A litany of things I tried to tell you

  in alphabetical order


Even if you never read this, you'll still feel it.

I am erasing you, slowly.
I am learning to forget as a self-defense mechanism.
I am making an artform of my own heartache as an enviable talent.
I am making small but meaningful improvements.
I am making something millable out of this, I am.
I am milling around in the quiet space you left, feeling fragile.
I am not a nostalgic person.
I am not a very good person.
I am not eating all my meals anymore.
I am starting not to love you anymore.
I am starting to adore my own unlikely need.
I am starting to like it.
I am sure you know by now:
I am taking nothing back, even if
I am the one you are losing, remember?

I can't read maps, but
I could mill a life so full, there’s no room for you anymore.

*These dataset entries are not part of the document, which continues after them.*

PR #554, opened 2019-11-13
[FC-1212] create integration with new report endpoint

microsoftly:
Instead of doing report generation on the client, the backend now creates a sane report structure. This can be either printed to console (in the table format) or as json with `--json` command. This was tested locally with the tentative implementation for the BE report generation. The output is from the cli for the console printed reports
## Screenshots
Screen Shot 2019-11-13 at 2 00 41 PM
Screen Shot 2019-11-13 at 2 00 52 PM
## New Dependency
github.com/olekukonko/tablewriter


cmd/fossa/cmd/report/attribution.go
```diff
@@ -0,0 +1,116 @@
...
+func renderDepLicensesToString(licenses []fossa.AttributionDependencyLicense) string {
+	lics := make([]string, 0, len(licenses))
+	for _, lic := range licenses {
+		lics = append(lics, lic.Name)
+	}
+
+	return convertSliceOfStringsToBullets(lics)
+}
+
+func renderLicensesToString(licenses map[string]string) string {
```
golangcibot: `renderLicensesToString` is unused (from `deadcode`)

cmd/fossa/cmd/report/attribution.go
```diff
@@ -0,0 +1,107 @@
...
+		Project:  config.Project(),
+		Revision: config.Revision(),
+	}
+	attrReport, err := fossa.GetReport(locator)
+	if err != nil {
+		return errors.Wrapf(err, "Unable to build report for for project %s:", locator)
+	}
+
+	fmt.Fprintf(os.Stdout, `Generated by fossa-cli (https://github.com/fossas/fossa-cli).
+Attribution for project %s, revision %s
```
zlav: This is a little difficult to read and would look better if we broke the formatted string out as a constant similar to how we've done with the templates in the other report files. maybe something like 
```
const attributionTemplate = `Generated by fossa-cli (https://github.com/fossas/fossa-cli).
Attribution for project %s, revision %s
Direct Dependencies
%s
Deep Dependencies
%s`
```

cmd/fossa/cmd/report/attribution.go
```diff
@@ -0,0 +1,107 @@
...
+		Fetcher:  config.Fetcher(),
+		Project:  config.Project(),
+		Revision: config.Revision(),
+	}
+	attrReport, err := fossa.GetReport(locator)
+	if err != nil {
+		return errors.Wrapf(err, "Unable to build report for for project %s:", locator)
+	}
+
+	fmt.Fprintf(os.Stdout, `Generated by fossa-cli (https://github.com/fossas/fossa-cli).
```
zlav: Because you are outputting to `os.Stdout` you can use `fmt.Printf` here.

cmd/fossa/cmd/report/attribution.go
```diff
@@ -0,0 +1,107 @@
...
+
+	return tableString.String()
+}
+
+func sortStringArray(strs []string) {
+	sort.StringSlice(strs).Sort()
+}
+
+func convertSliceOfStringsToBullets(strs []string) string {
+	sortStringArray(strs)
```
zlav: We should stay away from directory modifying the arguments themselves and treat them as constants. Instead here if we did the following we can remove the `sortStringArray` method and keep `strs` constant.
```suggestion
	sortedStrings := strs
	sort.Strings(sortedStrings)
```

microsoftly: Is this not just the same thing, but referring to a new variable? It still references the same arr.

PR #944, opened 2026-05-27
feat(xmss): shadow-sim CPU-cost injection for aggregation/verification

GrapeBaBa:
## Summary

Ports qlean-mini's Shadow-simulator CPU-cost injection to zeam. Under the [Shadow](https://shadow.github.io/) network simulator the virtual clock advances on I/O and timer syscalls, not CPU work — so XMSS signature aggregation (the network's heaviest CPU cost) appears **instant** in simulated time, hiding the exact bottleneck shadow simulations need to study. This injects a modeled `sleep = n_signatures / rate` into aggregation and verification so the cost shows up in virtual time.

- **New `pkgs/xmss/src/shadow_cost.zig`** — pure `computeDelayNs(rate, n)` delay math + rate config, resolved once at node startup with precedence **CLI flag > env var > off**.
- **Two CLI flags** (`--shadow-xmss-aggregate-signatures-rate`, `--shadow-xmss-verify-aggregated-signatures-rate`, in signatures/sec) with matching env vars `ZEAM_SHADOW_XMSS_AGGREGATE_SIGNATURES_RATE` / `ZEAM_SHADOW_XMSS_VERIFY_AGGREGATED_SIGNATURES_RATE`. Names mirror qlean 1:1 for cross-client comparison.
- Sleep injected at the end of `aggregateSignatures` / `verifyAggregatedPayload` (success paths only) via `zeam_utils.sleepNs`, **guarded** so the default (feature-off) path does no syscall.
- **Default off everywhere** → zero behavior change to production and existing sims unless a rate is set. Real crypto is kept (sleep-only model); a fake-crypto path is left as a future seam.

### Why blocking sleep is faithful

Aggregation runs synchronously on the libxev event-loop thread, so real heavy aggregation already occupies the node. A blocking sleep models the node being busy during aggregation — the same semantics as qlean's `sleep_for`.

## Test plan

- [x] `zig build test-shadow-cost` — unit tests for the delay math (null/≤0/non-finite → 0; `n=0` → 0; `n=100, rate=22.704` → ≈4.4 s). 3/3 pass.
- [x] Full `zig build` (Zig 0.16, rust glue) succeeds; `zeam node --help` shows both flags as `FLOAT` with correct help + env hints.
- [ ] (Follow-up) Exercise under the lean-quickstart Shadow harness: set a slow rate on one node and confirm its finality lag / aggregation duration increases relative to a feature-off node.

## Notes

- The cost model is intentionally rate-only (`n / rate`), matching qlean; a fixed STARK-setup term can be added later if `bench-xmss` shows a non-trivial intercept.
- `verifyAggregatedPayloadBatch` is not instrumented in this PR (kept scope to the two functions in the original design); can be added if the batch path becomes the primary verify route.

### DIFF
--- a/build.zig
+++ b/build.zig
@@ -201,6 +201,7 @@ pub fn build(b: *Builder) !void {
         .target = target,
         .optimize = optimize,
     });
+    zeam_xmss.link_libc = true; // shadow_cost reads env via libc getenv
     zeam_xmss.addImport("ssz", ssz);
     zeam_xmss.addImport("@zeam/metrics", zeam_metrics);
     zeam_xmss.addImport("@zeam/utils", zeam_utils);
@@ -657,6 +658,8 @@ pub fn build(b: *Builder) !void {
     setTestRunLabelFromCompile(b, run_node_test, node_tests);
     test_step.dependOn(&run_node_test.step);
 
+    // Build shadow_cost as its own module for focused pure-function tests. This
+    // gives it independent globals from the copy imported through @zeam/xmss.
     const zeam_shadow_cost = b.createModule(.{
         .root_source_file = b.path("pkgs/xmss/src/shadow_cost.zig"),
         .target = target,
--- a/build.zig
+++ b/build.zig
@@ -657,6 +657,21 @@ pub fn build(b: *Builder) !void {
     setTestRunLabelFromCompile(b, run_node_test, node_tests);
     test_step.dependOn(&run_node_test.step);
 
+    const zeam_shadow_cost = b.createModule(.{
+        .root_source_file = b.path("pkgs/xmss/src/shadow_cost.zig"),
+        .target = target,
+        .optimize = optimize,
+    });
+    zeam_shadow_cost.link_libc = true; // shadow_cost reads env via libc getenv
+    const shadow_cost_tests = b.addTest(.{
+        .root_module = zeam_shadow_cost,
+    });
+    const run_shadow_cost_test = b.addRunArtifact(shadow_cost_tests);
+    setTestRunLabelFromCompile(b, run_shadow_cost_test, shadow_cost_tests);
+    test_step.dependOn(&run_shadow_cost_test.step);
+    const shadow_cost_test_step = b.step("test-shadow-cost", "Run shadow sim-cost unit tests");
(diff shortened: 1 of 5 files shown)


build.zig
```diff
@@ -657,6 +657,21 @@ pub fn build(b: *Builder) !void {
     setTestRunLabelFromCompile(b, run_node_test, node_tests);
     test_step.dependOn(&run_node_test.step);
 
+    const zeam_shadow_cost = b.createModule(.{
+        .root_source_file = b.path("pkgs/xmss/src/shadow_cost.zig"),
+        .target = target,
+        .optimize = optimize,
```
ch4r10t33r, line 666: Heads up: this builds `shadow_cost.zig` as its own module, separate from the one xmss imports relatively. That means two independent copies of the `agg_rate` / `verify_rate` globals. Fine for the current pure-function tests, but any future test that calls `init()` and then drives aggregation through xmss won't see the state it set. Worth a one-line comment here so the next person isn't surprised.

ch4r10t33r (commented):
Two notes from a local review.

pkgs/xmss/src/shadow_cost.zig
```diff
@@ -0,0 +1,63 @@
...
+var agg_rate: ?f64 = null;
+var verify_rate: ?f64 = null;
+
+const ENV_AGG = "ZEAM_SHADOW_XMSS_AGGREGATE_SIGNATURES_RATE";
+const ENV_VERIFY = "ZEAM_SHADOW_XMSS_VERIFY_AGGREGATED_SIGNATURES_RATE";
+
+// Zig 0.16 removed `std.process.getEnvVarOwned`; use libc `getenv` for a simple
+// process-env read (no allocation, no free). Returns null when unset/unparseable.
+fn readEnvRate(key: [*:0]const u8) ?f64 {
+    const raw = std.c.getenv(key) orelse return null;
```
ch4r10t33r, line 27: `std.c.getenv` needs libc. The test module sets `link_libc = true`, but in the real build the xmss module relies on libc being pulled in transitively (rust glue / crypto). If that ever stops being true, the link error lands here. Either set `link_libc = true` on the xmss module too, or leave a `// requires libc via <dep>` note next to this call.

ch4r10t33r (approved):
LGTM

PR #948, opened 2026-05-28
node, metrics: defer gossip-block hashTreeRoot to chain-worker + libxev callback histogram (#942)

ch4r10t33r:
## Summary

- **Step 1 – libxev callback duration histogram**: adds `zeam_libxev_callback_duration_seconds{site=...}` (HistogramVec) to `pkgs/metrics/src/lib.zig` and instruments `onGossip.block`, `onGossip.attestation`, `onGossip.aggregation`, `onGossip.block.hash_tree_root`, `onGossip.block.dispatch`, and `onInterval.tick` call-sites. Exposes via `/metrics` scrape so we can attribute slow drain passes to specific sites.

- **Step 2 – defer hashTreeRoot off libxev**: the unconditional `hashTreeRoot(BeamBlock)` that ran on the libxev thread for every inbound gossip block is removed from the common path. When a chain-worker is available and the parent is already in fork-choice (the hot path during normal sync), the block is dispatched to the worker immediately with `precomputed_block_root = null`; the worker computes the root itself. hashTreeRoot is still computed on libxev only for: (a) orphan blocks whose parent is not yet in fork-choice, and (b) future-slot blocks queued for later replay — both already rare and bounded.

## Why this matters

During devnet catch-up, gossip delivers 20–30 blocks in a burst. Each `hashTreeRoot(BeamBlock)` took ~5–15 ms; with 25 blocks in a single libxev drain pass that adds up to 375 ms — explaining the `zeam_xev_clock_until_done_slow_ge_500ms_total` counter incrementing ~70/minute during the stall.

## Correctness notes

- `protoArray.onBlock` (forkchoice.zig:97–101) returns early (no-op, no error) when `block.blockRoot` is already present, making the libxev-side `hasBlock` dedup an optimisation, not a correctness requirement.
- Gossipsub message-id dedup at the Rust libp2p layer means most actual duplicates never reach `onGossip`.
- `handleChainImportedBlock` (node.zig:631–678) fires `processCachedDescendants` with the resolved root after the worker completes, so the `processed_block_root = null` return on the fast path is safe.

## What to observe after deployment

Scrape `zeam_libxev_callback_duration_seconds` from `/metrics`. If `onGossip.block.dispatch` p99 is still >100 ms after this change, the next candidate is moving `sszClone` off libxev (step 3).

## Test plan

- [x] `zig build test` — all test suites green (metrics histogram appears in /metrics output test added)
- [ ] Deploy to devnet, scrape `/metrics`, confirm histogram buckets populate
- [ ] Verify `zeam_xev_clock_until_done_slow_ge_500ms_total` no longer increments rapidly during catch-up

### DIFF
--- a/pkgs/metrics/src/lib.zig
+++ b/pkgs/metrics/src/lib.zig
@@ -198,6 +198,12 @@ const Metrics = struct {
     zeam_xev_clock_until_done_slow_ge_500ms_total: ZeamXevClockUntilDoneSlowGe500msCounter,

I don't feel like a ghost. I am not a ghost.

I don't know anything for sure anymore.
I don't tell you everything I am thinking anymore.
I don't tell you what I'm thinking anymore.
I don't want to haunt you anymore.

I finally realized it was the compass that was broken.
I finally realized the map wasn't even right, and anyway
I have a bad feeling about all of this.

I have a question with a devastating hypothetical inside of it.
I have no rules or secrets anymore.
I keep ripping pages out of my notebook.
I keep saying I am trying.

I know you'll be okay without me, but not the same.
I love you less and less.
I never said I would keep searching until I found you.

I never said I would.

I once had a long list of questions for you, but I answered them myself.
I still think of how beautiful you are, how
I suspect you will grow to miss me terribly.

I tore your pages out of my notebooks and stopped writing your name.
I touch my own folding spine now.
I try to focus on the things I dislike about you.

I used to be yours; now I am mine.
I used to imagine: [         ]
I used to miss you all the time.
I used to want to wish you were here.

I want to be let in. I said,
“I was your first full stop, wasn't I?”
Wasn't I?

I will still be the death of you.
I wish I wouldn't.

I would do it all again, but I wish I wouldn't.
I would do it all again, even if
it just took a long time.

Looking at your diaphragm:
my dear, my darling
my very dark cloud.

Of course you'll remember things
okay? I did.
(or bring them back from the dead).

There's no room for you anymore.
Would I do this all again?

Write down everything and
when it's over (and it's almost over, I promise) just know
you cannot hold someone you love underwater

"You’ll remember things
you wish you didn't," I read somewhere.

Your face fits your face. Fits the palms of my hands.